高校3年生の夏の大阪大会では、初戦の大阪府立大学工業高等専門学校戦を2対0で完封、2回戦の大阪鉄道高等学校戦も6対0で完封、3回戦の大阪市立市岡商業高等学校戦も4対0で完封、4回戦の大阪府立八尾高等学校戦も4対0で完封、準々決勝の明星高等学校戦では、味方の守備のエラーによるランニングホームランの1失点だけで、2対1と完投勝利した江夏さんは、

(4回戦の大阪府立八尾高等学校戦では、初回から4回の1死まで、10人連続三振を記録しています)

準決勝では桜塚高校に0対1で敗退するも、予選6試合で81奪三振2失点と圧巻のピッチングをしたことから、高校野球の激戦区である大阪で新興の大阪学院をベスト4に導いた「左腕 江夏」として注目され、プロ野球チームから誘いがくるようになったそうです。

プロ入りせず東海大学に進学しようと決める

ただ、3年生の夏が終わり、進路を考える時期には、プロのスカウト以外に、大学球界からも誘いが来るようになったそうで、中でも一番熱心に誘ってくれた東海大学に、チームの仲間と行こうと決めたそうです。

というのも、江夏さんは、2年生の時はベスト8、3年生の時もベスト4止まりで、甲子園にも行けずじまいだったため、そもそも、阪神の村山実さんや巨人の長嶋茂雄さんがいるプロ野球界は、美空ひばりさんや石原裕次郎さんがいる芸能界と同じで、自分には全く無縁の、雲の上の話だと思っていたほか、塩釜監督がプロのスカウトからガードしてくれていたのか、どの球団の人にも会ったことがなかったのだそうです。

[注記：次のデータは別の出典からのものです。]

PR #580, opened 2023-05-18
Make time parsing more lenient

CaptainMaso:
I was trying to parse some values for time that I had previously been using chrono for, and found that the human readable parsing for time values required the subsecond field to be present.
I've added tests for this in the serde section, and then fixed them. All the tests still pass, but I guess this is probably a slightly controversial change as previously denied values are now accepted.

Please note that this change affects the Time, PrimitiveDateTime and OffsetDateTime parsing and deserialising, but it is not intended to affect the serialising/formatting.

The alternative is to require people to write their custom format_description, but this results in slightly annoying code to handle internal values when it's a pretty simple addition.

そんな中、東海大学は、1964年に野球部を創部したばかりで強化を急いでいたことから、松前重義学長(後に総長)が、わざわざ、江夏さんの尼崎の自宅まで訪ねて来て、学費を優遇してくれるうえ、野球部の仲間も4人ほど一緒に入れてくれるという条件を出してくれたのだそうです。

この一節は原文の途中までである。